The US Central Command is hosting a two-day meeting for defence chiefs of members of the Gulf Cooperation Council (GCC), Egypt and Jordan in Tampa Florida in an effort to improve defence coordination and counter Iranian activities.
The meetings brought together eight chairmen of the joint chiefs of staff from the attending states, as well as the US and a defence representative from the GCC.
A spokesman for Centcom told The National “the GCC+2 Conference is taking place at MacDill Air Force Base [Florida] from 18-19 March” and the topics will include “regional cooperation/stability, countering Daesh, missile defense, and maritime operations,” he added, using the Arabic acronym for ISIS.
The purpose of the meeting is “to strengthen relationships and promote cooperation among the participating nations”. While Saudi Arabia hosted last month a GCC defence training exercise, the last meeting for the GCC+2 and Centcom was hosted by Kuwait last September.
On Monday, Undersecretary of State for Political Affairs David Hale travelled to Tampa to attend an event with the group. He was scheduled to address “the challenges in Syria, Yemen, and Libya, as well as countering the Iranian regime’s destabilising activities and shaping the Middle East Strategic Alliance (MESA),” according to the State Department.
Mesa, also referred to as the Arab Nato is a security alliance that the Trump administration has been hoping to put together since May 2017.
The alliance is expected to include the US and the GCC, plus Egypt and Jordan, and would focus on tackling a set of issues collectively, including defence, security, energy and economic policies. But differences among the members have derailed its launch, and forced Washington to reschedule three summits.
However, the meeting in Tampa follows a recent gathering in Washington for Mesa representatives and signals an uptick in momentum toward the launch of the alliance.
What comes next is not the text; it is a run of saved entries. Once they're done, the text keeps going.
PR #1538, opened 2021-03-22
Take out the null-safety related elements of the specification

eernstg:
In preparation for a stable 2.11 language specification release, this PR takes out those few elements in the language specification that are part of the null safety feature bundle.

In particular, it removes `?` from types, `?..` from cascades, `late` from variables, and `required` from formal parameters.

I went over every occurrence of `null` in the specification, but did not see any other elements that are part of null safety (in general, we've avoided adding those things, because we were planning to release a stable version of the pre-null-safety language specification).

@lrhn, can you think of other elements that we need to take out in order to make it a clean 2.11 spec?

It would be really nice to complete the work on adding `\DefineSymbol` at every introductory occurrence of a mathematical symbol, but it might also be OK to finish that work later on, in preparation for a release of a spec with null safety. (We currently have a reasonably consistent use of `\DefineSymbol` in the spec up to page 75). I'd suggest that we simply keep it as-is and publish that, and then complete the work later on.

We _should_ land https://github.com/dart-lang/language/pull/1501, https://github.com/dart-lang/language/pull/1468 (which is about type aliases, but it prevents them from being 'non-function' because it uses `<functionType>` rather than `<type>` in the grammar rule, and we _should_ include the corrections in that PR as soon as possible). But they wouldn't conflict with this PR, so we can just land them after this one, or before, whatever fits better.

### DIFF
--- a/specification/dartLangSpec.tex
+++ b/specification/dartLangSpec.tex
@@ -5990,14 +5990,14 @@ to $e$ if the following conditions are all satisfied:
   }
 \item
   The type $S$ does not have a member with the basename $m$,
-  and $S$ is neither \DYNAMIC{} nor \code{Never}.
+  and $S$ is not \DYNAMIC.
 
   \commentary{%
-    \DYNAMIC{} and \code{Never} are considered to have all members.
+    \DYNAMIC{} is considered to have all members.
     Also, it is an error to access a member on a receiver of type \VOID{}
     (\ref{typeVoid}),
     so extensions are never applicable to receivers of
-    any of the types \DYNAMIC, \code{Never}, or \VOID.%
+    any of the types \DYNAMIC{} or \VOID.%
    }
 
   For the purpose of determining extension applicability,
--- a/specification/dartLangSpec.tex
+++ b/specification/dartLangSpec.tex
@@ -13,8 +13,8 @@
 \usepackage{makeidx}
 \makeindex
 \title{Dart Programming Language Specification\\
-{5th edition draft}\\
-{\large Version 2.8.0-dev}}
+{5th edition}\\
+{\large Version 2.11.0}}
 \author{}
 
 % For information about Location Markers (and in particular the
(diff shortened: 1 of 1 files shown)


lrhn:
Other null-safety-only features:
* `e1?[e2]`
* `e1?.s2.s3` being short-circuited.
* "no implicit downcasts" (hard to *remove*).
* The type `Never`.
* Subtyping rules for `null` (`null is Object` being false).
* New special-case rules for integer arithmetic.
* `e is T` and `e as T` being potentially constant expressions.

At least we don't have type promotion in the spec 😉 .

eernstg:
Thanks!

> `e1?[e2]`

That one has already been removed in this PR.

> `e1?.s2.s3` being short-circuited.
> "no implicit downcasts" (hard to remove).
> Subtyping rules for null (null is Object being false).
> New special-case rules for integer arithmetic.

Those things were never in dartLangSpec.tex.

> The type Never.

Ah, yes: It occurs once in normative text in 'Applicability of an Extension', and twice in commentary immediately following that occurrence. Fixed. (It's easy to unfix later, I'll just revert this CL, so I haven't added any reminder comments there.)

> `e is T` and `e as T` being potentially constant expressions.

I thought that was older, and I can see the following in the git log, commit 7dc3b79f97b994c889e6bfe9ad757f25ab75d749 (Feb 2019):

```
% New in 2.1.
\item An expression of the form \code{$e$ is $T$} is potentially constant if $e$ is a potentially constant expression and $T$ is a constant type expression, and it is further constant if $e$ is constant.
```

So the new part is that `T` can be a type variable, and that's again something which was never in dartLangSpec.tex, only in other documents.

lrhn (approved):

leafpetersen:
Note that this was the only reference for the null safety syntax.  Do we have a plan for when/how to add this back in?

eernstg:
Yes, I'll revert commit 9bf9692ea7ffae3b0282fa3f4d2f52ed7fc6a343 as soon as the 2.11 stable language specification has been released.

Yasmine Farouk, a fellow at the Carnegie Endowment for International Peace, told The National that the Tampa meeting is another sign that the Trump administration “is still pursuing Mesa actively and refuses to give up on the idea despite recent hurdles”.
“The fact that the Arab countries are still attending means that they are actually responsive to the administration’s determination to try and implement this project,” Ms Farouk said.
She pointed to some traction in recent months, as “the US is trying to push Arab countries to be more involved and more active, and some of these countries are now showing more initiative.”
However, Ms Farouk named the lack of clear consensus in defining threats as one of the unresolved issues derailing the formation.
Diplomatic sources have told The National that there is no agreement among those participating in defining the Islamist, the Iranian, and counterterrorism threats. Other issues that have surfaced in the past are defence relations with Russia and China, and energy security.
The diplomatic sources told The National that Riyadh will be hosting another meeting on the level of assistant ministers for Mesa members next month to follow up on Washington’s meeting in February.